| Article written on November 19th, 2014 at 10:34am | Follow Garrett on Facebook, Twitter, and Instagram |
As kids, we used to run, jump, roll around, skip, shuffle, and so much more. Now, as we age, our movement competency has decreased significantly because we fail to practice those basic movement skills that were once a staple in our daily lives. It is interesting when I ask a new client to skip during the warm-up. A majority of them either don’t know how anymore, or feel completely lost in the movement.
Locomotion is extremely important and undervalued when looking at proper movement. We don’t practice crawling, skipping, bounding, hopping, or backpedaling, but we run miles on end each and every week while training for long distance races. Shouldn’t these basic movement skills precede running in the progression?
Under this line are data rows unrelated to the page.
PR #229, opened 2025-12-03
fix: Don't add links for directory children from other spaces

Peeja:
This was nasty to track down.

If you reuse the same DB and upload the same directory multiple times, you'll end up adding the directory children from _previous_ runs to your current UnixFS directory. Of course, UnixFS is fine with this; it's not until you try to _retrieve_ the data and write it to disk that you have a problem, because you're trying to write the same file twice. UnixFS directories can contain the same file multiple times, but not real ones.

The solution is to add a missing space check. As soon as we descend into a directory and look up its children, we're picking up the children from previous runs, and generating links from those. This fixes that.

### DIFF
--- a/pkg/preparation/sqlrepo/dags.go
+++ b/pkg/preparation/sqlrepo/dags.go
@@ -190,7 +190,7 @@ func (r *Repo) DirectoryLinks(ctx context.Context, dirScan *model.DirectoryDAGSc
 		FROM directory_children
 		JOIN fs_entries ON directory_children.child_id = fs_entries.id
 		JOIN dag_scans ON directory_children.child_id = dag_scans.fs_entry_id
-		JOIN nodes ON dag_scans.cid = nodes.cid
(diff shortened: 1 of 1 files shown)


pkg/preparation/sqlrepo/dags.go
```diff
@@ -191,7 +191,8 @@ func (r *Repo) DirectoryLinks(ctx context.Context, dirScan *model.DirectoryDAGSc
 		JOIN fs_entries ON directory_children.child_id = fs_entries.id
 		JOIN dag_scans ON directory_children.child_id = dag_scans.fs_entry_id
 		JOIN nodes ON dag_scans.cid = nodes.cid
-		WHERE directory_children.directory_id = ?`
+		WHERE directory_children.directory_id = ?
+		AND nodes.space_did = fs_entries.space_did`
```
hannahhoward: shouldn't this be part of the JOIN?

Issue #226, opened 2025-12-03
Guppy should use latest indexing client


Peeja:
This will handle error messages from the indexer correctly (decoding gzip).

Depends on https://github.com/storacha/go-libstoracha/pull/76 landing.

PR #233, opened 2025-12-05
feat: add guppy explore command 

### LINKED ISSUE #222: Guppy should be able to explore a tree from a CID
(Or do we leave that for just the web interface?)

Goddhi:
implements the guppy explore <root-cid> command, allowing users to interactively traverse and list the contents of a UnixFS DAG stored on the network.
i added consumer/get capability because  while implementing the explore feature, I encountered issues where the Indexer (indexer.storacha.network) would return "no locations found" for known valid CIDs.

Upon investigation (and referencing issue #226 ), it became clear that the Indexer now enforces an authorization check requiring the consumer/get capability. it seems the previous space/content/retrieve capability is no longer sufficient for these indexer queries.

To try to resolve this, I added the pkg/capabilities/consumer package to model this new capability.
Usage:
```
guppy explore <root-cid> --space 
```

Closes #222

### DIFF
--- a/cmd/root.go
+++ b/cmd/root.go
@@ -10,9 +10,8 @@ import (
 
 	logging "github.com/ipfs/go-log/v2"
 	"github.com/spf13/cobra"
-	"github.com/spf13/pflag"
-	"github.com/storacha/guppy/cmd/unixfs"
 	"github.com/spf13/viper"
+	"github.com/storacha/guppy/cmd/unixfs"
 	"go.opentelemetry.io/otel"
 	"go.opentelemetry.io/otel/trace"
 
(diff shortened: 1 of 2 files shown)


Peeja:
Ah: the capabilities are in https://github.com/storacha/go-libstoracha/pull/76, which I only just merged.

This is good, but might have some issues at larger data sizes. I wasn't really intending anyone to pick up that issue yet; it still needs some thought and has some context behind it that hasn't been written out yet. In general, safer to check in on issues before you start working on them; I wouldn't want you to spend a bunch of effort on something we end up having to throw out because of something you weren't aware of.

PR #246, opened 2025-12-09
fix: retrieval when ~~princess~~ block is in a different castle

alanshaw:
When we have an index and try to fetch a block which is in a shard that we don't have a location claim for, we need to query the indexer for the shard hash NOT the block hash. Querying for the block hash will not give us anything back when query type is "location".


hannahhoward (approved):
LGTM

PR #253, opened 2025-12-10
allow output of `space generate` to re-direct to env var

frrist:
- space goes to stdout, all other info to sdterr
- enables this sort of thing: `export SPACE=(./guppy space generate)`


hannahhoward (approved):
LGTM pending fixing checks

PR #260, opened 2025-12-12
refactor(storacha): seperate blob post process into seperate worker

hannahhoward:
# Goals

Speed up uploads by handling post processing steps for shards (replication/filecoin offer) after uploading in a separate step from running uploads.

Tests show that even at high parallelism bandwidth used can become inconsistent because so much time is spent waiting for the post process steps (specifically filecoin/offer) to complete. Here we seperate into a seperate bucket so as soon as upload completes, another upload can begin.

# Implementation

- Make "uploaded" a seperate state (arguably this could be computed from the presence/absence of a location claim, but that makes the query quite a bit more complicated)
- Seperate AddShardsForUpload into two steps: AddShardsForUpload and PostProcessUploadedShards
- Add a seperate working for post processing

### DIFF
--- a/pkg/preparation/blobs/model/blob.go
+++ b/pkg/preparation/blobs/model/blob.go
@@ -21,6 +21,8 @@ const (
 	// BlobStateClosed indicates that a blob is no longer accepting nodes, but
 	// is not yet added to the space.
 	BlobStateClosed BlobState = "closed"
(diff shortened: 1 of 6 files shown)


hannahhoward (commented):
LGTMing based on prod results

PR #261, opened 2025-12-12
fix(sqlrepo): add index for shards

hannahhoward:
add an index for shards by upload_id and state to make ShardsForUploadByState faster

also includes a fix for our flaky test that is failing CI on several branches


pkg/preparation/sqlrepo/migrations/20251212174118_add_upload_id_state_index_to_shard.sql
frrist: We may also want an index on the nodes_in_shards table:
```sql
CREATE INDEX IF NOT EXISTS idx_nodes_in_shards_shard_id_offset
  ON nodes_in_shards (shard_id, shard_offset);
```
so `NodesByShard`/`ForEachNode` can satisfy `WHERE shard_id = ? ORDER BY shard_offset` via the index instead of scanning.

PR #262, opened 2025-12-12
feat: Indexes upload separately, as available

Peeja:
One pretty unfortunate thing here: we can't *actually* add the indexes as the shards become available for indexing (ie, closed), we have to wait until we have a root CID, which means _all_ the shards are closed. That's because the root CID is listed in the index, and in the `space/index/add` invocation. That said, I'm pretty sure it doesn't need to be, and we'll respect the index no matter what that's set to. After all, you can request a subdag just fine, without knowing the root CID of the larger DAG it was uploaded as a part of.

If we relax this restriction in the future, we can make the index uploads start sooner with a small change to the pipeline code: we just need to signal as shards close instead of at the end of the DAG scan.

But this PR _does_ still mean that the indexes aren't held in memory all at once, and that they can be added in parallel with the shards being added (just not in parallel with shards being *assembled*—they have to all be closed, but don't have to be added yet).

#### PR Dependency Tree

* **PR #262** 👈


hannahhoward:
Parallelism issue, fixed in main, adjusted here

hannahhoward:
@Peeja I did a sizable refactor because indexes are shards are so similar -- basically I extracted all the common functionality and made the shards module a blobs module. It feels a lot cleaner

Otherwise, everything was great, so I'm merging.

hannahhoward (approved):
LGTM

Peeja:
Oh, that's brilliant! I'm so influenced by ActiveRecord from…uh, decades ago (*shudder*) that I didn't even think to use one model type with multiple tables. 😅

PR #266, opened 2025-12-17
feat: support http3/QUIC with fallback in client

frrist:


frrist:
closing as this didn't yeild a performance improvment in practice, it actually made things slower.

PR #270, opened 2025-12-23
fix(sqlrepo): fix various bugs with DB ops

hannahhoward:
# Goals

We're seeing periodic big increases in WAL file size and SQLITE_BUSY messages

# Implementation

- Despite many attempts with google searching and multiple AI models, it's really not 100% clear why the WAL size is growing, other than a whole lot of things are happening at once. There are clear reasons a WAL size COULD grow rapidly but most have to do with concurrency -- which is hard to figure out given our call to SetMaxOpenConns(1). So in the absense of that, just forcing a WAL size compaction periodically seems a reasonable compromise. (there is also the possibility to leave a query open by not calling rows.Close() but I've audited the code for this issue.
- The SQLITE_BUSY call is also confusing, though I suspect also related to a very large WAL size. In any case 3 seconds is on the small side for this type of database, so I think perhaps better to increase it.
- The last call is an operation to transactionalize and simplify the add shard to index call.

#### PR Dependency Tree

* **PR #270** 👈
  * **PR #271**
    * **PR #272**
      * **PR #273**
        * **PR #274**
          * **PR #275**
            * **PR #276**
              * **PR #277**

### DIFF
--- a/pkg/preparation/uploads/uploads.go
+++ b/pkg/preparation/uploads/uploads.go
@@ -104,6 +104,21 @@ func signal(work chan<- struct{}) {
 	}
 }
 
+func multiplexSignal(input <-chan struct{}, outputs ...chan<- struct{}) {
+	// Multiplex closed shards to both indexing and uploading workers
+	go func() {
+		for range input {
+			for _, out := range outputs {
+				signal(out)
+			}
+		}
+
+		for _, out := range outputs {
+			close(out)
+		}
+	}()
+}
+
 // ExecuteUpload executes the upload process for a given upload, handling its state transitions and processing steps.
 func (a API) ExecuteUpload(ctx context.Context, uploadID id.UploadID, spaceDID did.DID) (cid.Cid, error) {
 	ctx, span := tracer.Start(ctx, "execute-upload", trace.WithAttributes(
@@ -128,15 +143,7 @@ func (a API) ExecuteUpload(ctx context.Context, uploadID id.UploadID, spaceDID d
 	)
 
 	// Multiplex closed shards to both indexing and uploading workers
-	go func() {
-		for range closedShardsAvailable {
-			signal(shardsNeedIndexing)
-			signal(shardsNeedUploading)
-		}
-
-		close(shardsNeedIndexing)
-		close(shardsNeedUploading)
-	}()
+	multiplexSignal(closedShardsAvailable, shardsNeedIndexing, shardsNeedUploading)
 
 	// Start the workers
 	eg, wCtx := bettererrgroup.WithContext(ctx)


pkg/preparation/blobs/blobs.go
```diff
@@ -419,11 +419,7 @@ func (a API) makeErrBadNodes(ctx context.Context, shardID id.ShardID, nodeReader
 	// Collect the nodes first, because we can't read data for each node while
 	// holding the lock on the database that ForEachNode has. This means holding a
 	// bunch of nodes in memory, but it's limited to the size of a shard.
-	var nodes []dagsmodel.Node
-	err := a.Repo.ForEachNode(ctx, shardID, func(node dagsmodel.Node, _ uint64) error {
-		nodes = append(nodes, node)
-		return nil
-	})
+	nodes, err := a.Repo.NodesByShard(ctx, shardID, 0)
```
Peeja: **praise:** Nice.

pkg/preparation/sqlrepo/dags.go
```diff
@@ -334,7 +334,7 @@ func (r *Repo) HasIncompleteChildren(ctx context.Context, directoryScans *model.
 			SELECT 1
 			FROM dag_scans
 			JOIN directory_children ON directory_children.child_id = dag_scans.fs_entry_id
-			WHERE directory_children.directory_id = X'0874d43f68d443adbfc176020eab51cf'
+			WHERE directory_children.directory_id = ?
```
Peeja: Image

**praise:** Uhhh… good catch.

**question:** How was this not causing problems?

pkg/preparation/sqlrepo/sqlrepo.go
```diff
@@ -29,15 +31,65 @@ func Null[T any](v *T) sql.Null[T] {
...
+	r.StopAutoCheckpoint()
 	return r.db.Close()
 }
+
+// Checkpoint forces a WAL checkpoint to transfer data from the write-ahead log
+// to the main database file. This should be called periodically during long
+// operations to prevent unbounded WAL growth. The TRUNCATE mode resets the WAL
+// file to zero bytes after a successful checkpoint.
+func (r *Repo) Checkpoint(ctx context.Context) error {
+	_, err := r.db.ExecContext(ctx, "PRAGMA wal_checkpoint(TRUNCATE)")
```
Peeja: **suggestion:** Would `RESTART` be more appropriate? There's a cost to actually truncating the file, but SQLite can also just rewind and overwrite the existing WAL to avoid that.

pkg/preparation/sqlrepo/sqlrepo.go
```diff
@@ -29,15 +31,65 @@ func Null[T any](v *T) sql.Null[T] {
...
 type Repo struct {
-	db *sql.DB
+	db             *sql.DB
+	checkpointStop chan struct{}
+}
+
+// StartAutoCheckpoint starts a background goroutine that periodically
+// checkpoints the WAL to prevent unbounded growth during long operations.
+// Call StopAutoCheckpoint to stop it, or it will be stopped when Close is called.
+func (r *Repo) StartAutoCheckpoint(ctx context.Context, interval time.Duration) {
```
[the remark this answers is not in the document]
Peeja: Ah, I see, this is called from `OpenRepo()`. That's starting to make me think that this whole checkpointing thing may be `OpenRepo()`'s job in the first place, though.

pkg/preparation/repo.go
```diff
@@ -16,10 +16,11 @@ import (
 )
 
 const (
-	defaultJournalMode = "WAL"
-	defaultSynchronous = "NORMAL"
-	defaultBusyTimeout = 3 * time.Second
-	defaultForeignKeys = true
+	defaultJournalMode      = "WAL"
+	defaultSynchronous      = "NORMAL"
+	defaultBusyTimeout      = 60 * time.Second
```
Peeja: **question (non-blocking):** What inspired this? It's probably fine, but it mildly concerns me that it was necessary.

Peeja (dismissed):
Looks great in general, just some proposed adjustment.

PR #271, opened 2026-01-01
test(preparation): add a benchmark

hannahhoward:
# Goals

I wanted to try various things to spead up SQL processing (most of which didn't end up helping) so I built this benchmark, which I imagine can still be useful as we try different things.

#### PR Dependency Tree

* **PR #270**
  * **PR #271** 👈
    * **PR #272**
      * **PR #273**
        * **PR #274**
          * **PR #275**
            * **PR #276**
              * **PR #277**

### DIFF
--- a/pkg/preparation/uploads/uploads.go
+++ b/pkg/preparation/uploads/uploads.go
@@ -104,6 +104,21 @@ func signal(work chan<- struct{}) {
 	}
 }
 
+func multiplexSignal(input <-chan struct{}, outputs ...chan<- struct{}) {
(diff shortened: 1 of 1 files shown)


pkg/preparation/preparation_test.go
```diff
@@ -187,19 +189,22 @@ func prepareTestClient(
 }
 
 func createUpload(
-	t *testing.T,
+	t testing.TB,
+	ctx context.Context,
```
Peeja: **suggestion:** Can we keep using `t.Context()`? It looks like that's always what we're passing in anyway.

PR #275, opened 2026-01-01
refactor(blobs): seperate add shards to indexes worker

hannahhoward:
# Goal
seperate process of adding shards to indexes to its own worker

# Implementation

This actually turns out to be really easy via the implementation of a NOT EXISTS query, to find shards that are not in indexes

#### PR Dependency Tree

* **PR #270**
  * **PR #271**
    * **PR #272**
      * **PR #273**
        * **PR #274**
          * **PR #275** 👈
            * **PR #276**
              * **PR #277**

This tree was auto-generated by [Charcoal](https://github.com/danerwilliams/charcoal)

PR #277, opened 2026-01-06
refactor(uploads): minor suggested generalization

hannahhoward:
just way we could generalize this if we need to use it again.

#### PR Dependency Tree

* **PR #270**
  * **PR #271**
    * **PR #272**
      * **PR #273**
        * **PR #274**
          * **PR #275**
            * **PR #276**
              * **PR #277** 👈

### DIFF
--- a/pkg/preparation/uploads/uploads.go
+++ b/pkg/preparation/uploads/uploads.go
@@ -104,6 +104,21 @@ func signal(work chan<- struct{}) {
 	}
 }
 
+func multiplexSignal(input <-chan struct{}, outputs ...chan<- struct{}) {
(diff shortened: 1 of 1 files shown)


pkg/preparation/uploads/uploads.go
```diff
@@ -104,6 +104,21 @@ func signal(work chan<- struct{}) {
 	}
 }
 
+func multiplexSignal(input <-chan struct{}, outputs ...chan<- struct{}) {
+	// Multiplex closed shards to both indexing and uploading workers
```
Peeja: **suggestion:** 😄 

```suggestion
```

Resistance training and cardio is often our focus, but how much of those improvements actually carry over to basic movement skills. Is your goal to improve your performance in athletics, to be able to play with your kids, to run your first marathon? What if after all the resistance training and cardio you do, you actually move worse?
I challenge you to revisit the basic movement skills we did so easily as a kid and see how you hold up today. Ask yourself…
Does I feel awkward and uncoordinated?
Can I complete these movements at all?
At one point in our life we didn’t have to think twice about these movements, as they just came naturally. Now we don’t even consider them and bypass directly to running when our basics are non-existent. Let’s place more emphasis on restoring our basic locomotion skills which will improve balance, coordination, body control, reciprocal patterning, and so much more.
Below are a few locomotion patterns for the walk and skip. Don’t be embarrassed if you really struggle at first. Be diligent and practice daily. The most important skills don’t often come easy.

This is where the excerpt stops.